The Labor Department claims that the number jobless workers applying for unemployment for the first time is steadily decreasing; but could that mean a spike in bankruptcy filings?
Initial claims for unemployment insurance rose by 17,000 to a seasonally adjusted 474,000, the Labor Department said Thursday. That was above analysts’ expectations of 460,000 new claims… The number of people continuing to claim benefits fell by 303,000 to 5.16 million, the lowest level since February. The total unemployment benefit rolls have fallen in 11 of the past 12 weeks.
That number does not include the millions of Americans receiving unemployment benefits extensions that can last up to 73 additional weeks. But what about those workers who no longer qualify, exhaust their benefits or never qualified in the first place? We’ve spoken briefly about these vulnerable workers; but they are never really fully addressed by our lawmakers and politicians. As many pundits declare an end to the recession, many unemployed workers face bankruptcy because they cannot find a job and they cannot receive unemployment benefits that will pay their bills. This is the flipside of declining initial unemployment claims.
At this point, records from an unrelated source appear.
PR #53, opened 2021-06-16
Adding additional kernel command line parameters

bugraaydogar:
Snapd Team introduced a way to customize the kernel command line parameters. This is a reference implementation and I believe it is beneficial to keep it in the upstream.

https://forum.snapcraft.io/t/customising-uc20-kernel-command-line-arguments/24370

### DIFF
--- a/cmdline.extra
+++ b/cmdline.extra
@@ -1,0 +1,1 @@
+custom.option=1
--- a/snapcraft.yaml
+++ b/snapcraft.yaml
@@ -23,6 +23,9 @@ parts:
     source: .
     build-packages:
       - grub-common
+    override-build: |
+      snapcraftctl build
+      cp cmdline.extra $SNAPCRAFT_PART_INSTALL/
     plugin: make
     after: [grub-prepare]
 


xnox:
> Snapd Team introduced a way to customize the kernel command line parameters. This is a reference implementation and I believe it is beneficial to keep it in the upstream.
> 
> https://forum.snapcraft.io/t/customising-uc20-kernel-command-line-arguments/24370

This is a default gadget as used for reference images.... doing the above, will kind of break upgrades and is not useful at all.

Also snapcraft syntax that does override build is not quite nice. One can simply stage-files directly.

Can you think of a more useful thing to customize that we could ship by default? Or should our stock cmdline.extra be commented out such that it has no effect?

For most part, when people customize gadget I expect them to stage-snap pc as a whole, add new files. I wonder if we should build & publish such a customized-pc gadget showing the best practice on the available customizations.

bugraaydogar:
Hmm, I have seen that people directly fork this repo and customize it directly according to their needs without staging pc snap. This was the reason that I wanted to make the changes in this repo. Probably, the following repo is a better place for the changes. We could even use the following repo to show best practice on the available customization.

https://git.launchpad.net/~lyoncore-team/lyoncore-snaps/+git/pc-amd64-gadget/tree/snapcraft.yaml?h=20

ogra1:
Rebuilding the gadget for your devices is a hard requirement for all brand store users, all customer facing documentation since UC16 suggests forking the pc or the pi gadgets from here to add your serial-vault/store registration bits ...

but i think describing how to use ```cmdline.extra``` in the README should be sufficient vs introducing a non-used cmdline option by default

xnox:
> Rebuilding the gadget for your devices is a hard requirement for all brand store users, all customer facing documentation since UC16 suggests forking the pc or the pi gadgets from here to add your serial-vault/store registration bits ...
> 

Can they still stage, same name gadget, from the global store?

As in "Building PC, stage gadget PC, add custom files, upload to brand store"

anonymouse64:
> Can they still stage, same name gadget, from the global store?

They can, but it's tricky to get notifications that you need to re-build, we don't (yet) have the same "out of date stage-packages" system for "out of date stage-snaps" notifications built. Regardless of this, it would still be good to document how to use cmdline.extra or cmdline.full here

bugraaydogar:
Okay, so I will remove this pull request and create a new one that modifies the README to explain how to modify the kernel command line parameters. Thanks for the discussions.

clorichel:
For those ending up here from search engines 🤓

On the `22` branch, a `Makefile` is used, so you do NOT have to override the build as suggested by this PR. Assuming you want to add a `cmdline.extra` file containing:

```
quiet splash
```

or really anything else that suits you. Placing this file on the top level of this repo is not enough, you also want to add `install -m 644 cmdline.extra $(DESTDIR)/` on the `install` section of the `Makefile` for the built snap to have that file on its top level too, which is where it's actually picked up by Ubuntu Core.

Issue #2930, opened 2026-09-02
ci(mutation): every leg is credited a KILL for mutants that never compiled


tsouza:
Every mutation leg has been credited with a detection for mutants that never compiled. Measured, not
inferred: PR #2929 taught the gremlins fork to classify a build failure as `NOT VIABLE`, ran it, and
the kills each leg lost map **exactly** onto the mutants newly recorded `NOT VIABLE`.

## The mechanism

`go test` collapses a failing test, a package that does not build and a test that ran past its
`-timeout` into its own exit status **1**. Only the test *binary* exits 2, and gremlins spawns `go`.
So `internal/engine/executor.go`'s

```go
func getTestFailedStatus(exitCode int) mutator.Status {
	case 1: return mutator.Killed
	case 2: return mutator.NotViable   // "the mutant does not compile"
```

never reaches `case 2` through `go test`, and a mutant that does not compile is booked as a KILL —
the suite credited for a detection against source that a compiler rejected.

This is the "separate latent bug on the same function" noted on #2910.

## What is actually being mutated

gremlins' `INVERT_BITWISE` mutates `&` without distinguishing the binary bitwise-AND operator from
the **unary address-of** operator. On this codebase that means every `&chplan.Foo{...}` composite
literal becomes `|chplan.Foo{...}`:

```
internal/logql/detected_level.go:491:9: syntax error: unexpected |, expected expression
```

`internal/logql`'s plan-building code is almost entirely address-of composite literals, which is why
the count is so large there.

## Measured impact

Same legs, same corpus, main (`57383f96`, run 33605711543) against PR #2929 (run 33611413378):

| leg | main | with build failures classified |
| ------------------------- | ------------------------------------------------- | ------------------------------------------------------ |
| `phase4-logql-other-a` | killed 97, lived 4, timed out 0, not viable **0** — 96.04% PASS | killed 45, lived 4, timed out 0, not viable **52** — 91.84% FAIL |
| `phase4-traceql-ast` | killed 265, lived 12, timed out 8, not viable **0** — 92.98% | killed 208, lived 12, timed out 8, not viable **57** — 91.23% |
| `phase4-logql-lsyntax` | killed 449, lived 13, timed out 25, not viable **0** — 92.20% | killed 361, lived 13, timed out 25, not viable **88** — 90.48% |

`97 - 45 = 52`, `265 - 208 = 57`, `449 - 361 = 88`. Every lost kill is a mutant that never compiled.
[...]

Issue #2919, opened 2026-09-02
ci(mutation): a longer per-mutant budget lets a runaway mutant reap the runner on logql-other-b


tsouza:
`gremlins phase4-logql-other-b` now dies with no verdict at all: the runner
agent is reaped mid-run and the job reports

```
##[error]The runner has received a shutdown signal. This can happen when the
runner service is stopped, or a manually started runner is canceled.
```

That is the exact failure mode `.github/workflows/mutation.yml` already names
in the comment above the budget derivation — "a mutant that inverts a
scanner's loop-advance never terminates and allocates per iteration, so an
unbounded leash lets it exhaust the runner's memory. The OOM killer then reaps
the runner agent and the job dies with no verdict at all, which reads as flake
rather than as a missing bound."

## The causal chain, from two runs of the same leg

The mutant is `REMOVE_SELF_ASSIGNMENTS at internal/logql/logpattern/pattern.go:129:5`.

| run | measured cycle | derived budget | that mutant's verdict | leg outcome |
| --- | ---: | ---: | --- | --- |
| [33572151680](https://github.com/tsouza/cerberus/actions/runs/33572151680) (main, #2911's own) | 25.7s | **52s** | `TIMED OUT` | completed, 525 adjudicated |
| [33589651650](https://github.com/tsouza/cerberus/actions/runs/33589651650) attempt 1 (PR #2918) | 30.0s | **61s** | never reached | runner reaped at ~11.5 min |
| 33589651650 attempt 2 (a plain re-run of the same job) | 31.2s | **63s** | never reached | runner reaped at ~11.5 min |

Both PR attempts stop at exactly the same place — the four mutants on
`pattern.go:123:7` / `:124:5` / `:129:5` are adjudicated identically to the
baseline right up to `:129:5`, at which point gremlins prints
`Shutting down gracefully...`, marks every remaining mutant `NOT COVERED`, and
the runner disappears. At a 52s leash that mutant is killed by the leash
before it exhausts memory; at 61–63s it is not.

## Why this is #2911's derivation, not the mutant

The runaway mutant is not new — it timed out on `main` too, and #2913 records
the honest reading that a `TIMED OUT` mutant is unadjudicated. What changed is
the LEASH. Before #2911 the per-mutant bound was a flat 15s enforced through
the fork's `--timeout-max`, which is what kept an allocating non-terminating
mutant inside the runner's memory ceiling. #2911 replaced that with a budget
[...]

Issue #2917, opened 2026-09-02
ci(mutation): three legs still below the 95% floor — traceql-ast survivors, and two legs the timeouts cap


tsouza:
Spun out of #2913, which killed the survivors on four of the seven legs that
reported a real shortfall once #2911 stopped a timed-out mutant scoring as a
detection. Three legs remain below the 95% bar, and they split into two
different problems.

## 1. `phase4-traceql-ast` — a survivor-kill leg with no owner

Standing on the honest full-matrix run
[33572151680](https://github.com/tsouza/cerberus/actions/runs/33572151680):
265 killed, 12 lived, 8 timed out over a 285 denominator — 92.98%. Six kills
clear the bar (271/285 = 95.09%); killing all twelve reaches 97.19%.

The twelve survivors:

```
CONDITIONALS_BOUNDARY  lexer.go:517:15      sb.Len() > longestScopePrefix
CONDITIONALS_NEGATION  expr.go:56:33        BinaryOperation.impliedType, t != TypeAttribute
CONDITIONALS_NEGATION  expr.go:100:33       ScalarOperation.impliedType, t != TypeAttribute
CONDITIONALS_NEGATION  pipeline.go:190:10   Aggregate.impliedType, a.op == AggregateCount
CONDITIONALS_NEGATION  rewrite.go:164:8     staticTypeAllowed, t == a
INVERT_LOGICAL         lexer.go:543:23      tryScanDuration, r == scanner.EOF || IsSpace(r)
INVERT_LOGICAL         parse.go:191:17      ParseIdentifier, expr == nil || len(...) == 0
INVERT_LOGICAL         rewrite.go:115:52    foldArrayComparison's restrict clause
INVERT_LOGICAL         static.go:216:23     Static.Equals, s.Type == TypeNil || o.Type == TypeNil
INVERT_LOGICAL         validate.go:422:9    validateRegexPattern, !ok || Type != TypeString
INVERT_LOOPCTRL        parse.go:99:4        replaceIncompleteMatchers
INVERT_LOOPCTRL        rewrite.go:112:4     foldArrayComparison's attr-mismatch skip
```

Four are unambiguously killable by direct unit tests on pure functions — the
two `impliedType` arms, `Aggregate.impliedType`'s count case, and
`staticTypeAllowed` (which a `!=` mutation makes return true for the FIRST
non-matching entry, so `staticTypeAllowed(TypeInt, {TypeString, TypeStringArray})`
distinguishes it).

[...]

PR #2940, opened 2026-09-02
fix(ci): stop generating the mutants no compiler accepts, and stop vet judging the rest

### LINKED ISSUE #2933: ci(mutation): 234 mutants a leg still generates cannot compile, from three mechanisms with one root
Found while measuring #2930. The fix there removes the dominant source of mutants that cannot
compile — `INVERT_BITWISE` applied to a prefix `&` or `^` — but it removes one shape of a wider
problem, and the rest is measurable.

## Measured

Every `NOT VIABLE` record across all 30 legs of the honest full-matrix run
[33611413378](https://github.com/tsouza/cerberus/actions/runs/33611413378), read out of the uploaded
`gremlins.json` reports:

| mutator | count | share |
| ------------------- | ----: | ----: |
| `INVERT_BITWISE` | 3511 | 93.8% |
| `ARITHMETIC_BASE` | 150 | 4.0% |
| `INVERT_LOGICAL` | 78 | 2.1% |
| `INVERT_ASSIGNMENTS` | 5 | 0.1% |
| `INVERT_LOOPCTRL` | 1 | 0.0% |
| **total** | **3745** | |

\#2930 removes the 3511. The remaining 234 stay, and they are not one accident — they are three
mechanisms with one root.

## The root

gremlins rewrites a token in the AST and writes the file back. It never asks whether the result is
legal Go in that context: it has no type information, and it does not model what `go test` itself
rejects. #2930's prefix-versus-infix case was the positional instance of that. These are the rest.

**1. The operand's type forbids the mutated operator** — 155 records
(`ARITHMETIC_BASE` + `INVERT_ASSIGNMENTS`). `+` on strings is concatenation, and `-` is not defined
on them at all. `internal/traceql/ast/pipeline.go:45` is representative:

```go
parts[i] = hint.Name + "=" + hint.Value.String()   // ARITHMETIC_BASE ADD -> SUB
// invalid operation: operator - not defined on name (variable of type string)
```

The same root also reaches constant arithmetic. `internal/chsql/ddl.go:90` holds
`int64(d / (24 * time.Hour))`; `MUL -> QUO` makes the divisor `24 / time.Hour`, which is the untyped
constant `0`:

```
invalid operation: division by zero
```

**2. `go test`'s own vet pass rejects the mutant** — 78 records (`INVERT_LOGICAL`). These COMPILE.
`go test` runs a subset of `go vet` before it runs anything, and the `bools` analyzer reports a
conjunction of equalities against distinct constants. `internal/logql/detected_level.go:89` is the
one that survives #2930 on `phase4-logql-other-a`:

```go
return name == detectedLevelLabel || name == levelLabelAlias   // INVERT_LOGICAL LOR -> LAND
```

```
./p.go:5:44: suspect and: name == a && name == b
FAIL    pkg [build failed]
```

`go build` is silent on it, so a viability check that shells out to the compiler alone would miss
this one; the check has to be whatever `go test` will actually accept.

**3. The statement is not legal where it sits** — 1 record (`INVERT_LOOPCTRL`). `break` inside a
`switch` becomes `continue`:

```
continue is not in a loop
```

Each of the three was reproduced against the real toolchain rather than read off the report.

## What it costs, honestly

Not a single efficacy point. Since #2929 a `NOT VIABLE` mutant leaves both sides of
`killed / (killed + lived + timedOut)`, so these 234 neither credit nor penalise any leg. This issue
is not about a wrong number.

What it costs is the meaning of a leg's mutant set, which is the same argument #2930 makes at 15x
the scale: a package whose report lists 234 entries no compiler accepts is describing the compiler,
not its tests. It also costs runner time — each one is a full recompile-and-link cycle spent
producing a verdict that says nothing.

## Where a fix goes

`tsouza/gremlins`, alongside #2930's `MutantTypesFor`. The fork already has the gate that would
catch a regression: `TestEveryGeneratedMutantCompiles` (added by #2930) builds a package exercising
every operator the table maps, applies each generated mutant and hands it to the real compiler. It
passes today only because its fixture holds no string concatenation, no constant divisor and no
`break` inside a `switch`; widening that fixture is what turns this issue red, and is the first step.

The mechanism itself is a design choice with a real trade-off, and it should be taken deliberately
rather than assumed:

- **Type-check before emitting.** `go/types` on the mutated file answers cases 1 and 3 exactly. It
  costs a type-check per candidate mutant, on a tool whose whole cost model is already dominated by
  recompiles.
- **Restrict by operand shape without types.** `ADD` on an operand that is a string literal, or on a
  `+` chain containing one, covers most of case 1 for nothing. It is a heuristic and will not be
  complete.
- **Case 2 is not a compile question at all.** It needs the mutant run through `go vet`'s test
  subset, or the `bools` analyzer's rule reimplemented at the mutation site.

## Acceptance

- `TestEveryGeneratedMutantCompiles`'s fixture covers all three shapes above, and passes.
- A full-matrix run reports `NOT VIABLE` at or near zero across all 30 legs, with any residue named
  and explained rather than tolerated.
- No leg's efficacy floor moves, and no file is excluded — the floors are unaffected by this, which
  is exactly why it must not be used to justify touching one.

tsouza:
The tail of #2891's three-part cleanup. #2903/#2911 stopped scoring a starved runner as a
detection, #2919/#2921 gave a memory-reaped runner a verdict, #2930/#2932 stopped crediting
uncompilable mutants as kills. This is the 234 that #2932 left — the control in its own
measurement, unchanged before and after, so a bounded set rather than an estimate.

## What the 234 were

| mutator | records | mechanism |
| --- | ---: | --- |
| `ARITHMETIC_BASE` | 150 | the operand's type, or a constant's value, forbids the mutated operator |
| `INVERT_ASSIGNMENTS` | 5 | the same, through `s += x` on a string |
| `INVERT_LOOPCTRL` | 1 | the statement is not legal where it sits |
| `INVERT_LOGICAL` | 78 | `go test`'s own vet pass rejects it — **not** a compile question |

One root under the first three: gremlins' table says what a rewrite *means* for a token read in
isolation, which is all a table can say. Whether the result is a program depends on the operand
types, on the constant values around it, and on what statements the enclosing function admits —
none of which is in the token. #2930's prefix-versus-infix case was the positional instance of the
same thing.

## Mechanism 1 and 3: type-check the candidate's whole package before emitting it

Both are decided exactly by `go/types`, and the same check decides both, so there is one mechanism
rather than two rules. Reproduced against the real toolchain, each of them:

```
./zoo.go:30:41: invalid operation: operator - not defined on a (variable of type string)
./zoo.go:39:44: invalid operation: division by zero
./zoo.go:54:1:  missing return
./zoo.go:61:3:  continue is not in a loop
```

The unit is the **package**, not the expression, and that is not incidental. `const week = 7 * 24 *
time.Hour` mutated `MUL -> QUO` is a perfectly legal constant expression on its own line; it is the
`d / week` three lines down that becomes a division by zero. Anything narrower cannot see it. The
issue offered "restrict by operand shape without types" as the cheap alternative, and the corpus
rules it out on its own evidence: `internal/traceql/ast/attribute.go:96` is `return prefix + name`
and `internal/promql/histogram_native_range_fn.go:613` is `return hqWindowAllArrayAliasPrefix +
alias`. No string literal anywhere in either `+` chain. A shape heuristic misses both, and it would
have missed the constant case entirely.

**Cost.** One type-check per candidate mutant, measured at ~100ms for `internal/promql` (101 files,
93k lines) against a ~10s per-mutant recompile-link-run. It *removes* cycles rather than adding
them, and generation runs on its own goroutine behind the executor pool, so it is hidden entirely
behind execution. Package load is ~3.5s per package directory, once. Peak RSS of the loaded graph
for `internal/promql` is 366 MB.

**Degradation.** A package that cannot be loaded and type-checked *as it stands* is not used as an
oracle at all: its mutants are generated and left to the compiler exactly as before, and a log line
names the package. That falls out of a single baseline check rather than an enumeration of failure
modes — wrong build tags, an unresolved dependency, a language version `go/types` cannot express all
land there. The direction matters: silently dropping a mutant nobody proved illegal would shrink the
set a score is measured against.

One bug worth naming, because it made the first version of this a silent no-op: gremlins'
`GoModule.Root` is `"."` whenever the scope is given as a relative path, which is how every
documented invocation gives it, while `go list` reports absolute paths. The index never matched and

We cannot pretend that the economy is improving when we have more individuals (and businesses) filing for bankruptcy than immediately after the 2005 reforms. And these workers aren’t filing bankruptcy because they want an “easy” way out as some critics would have you believe, they are filing bankruptcy because it’s often the one thing standing between them and life on the streets. With no access to unemployment insurance, uncooperative creditors and pending foreclosure, bankruptcy becomes the legal savior of many Americans who suffer a job loss and don’t have access to unemployment benefits.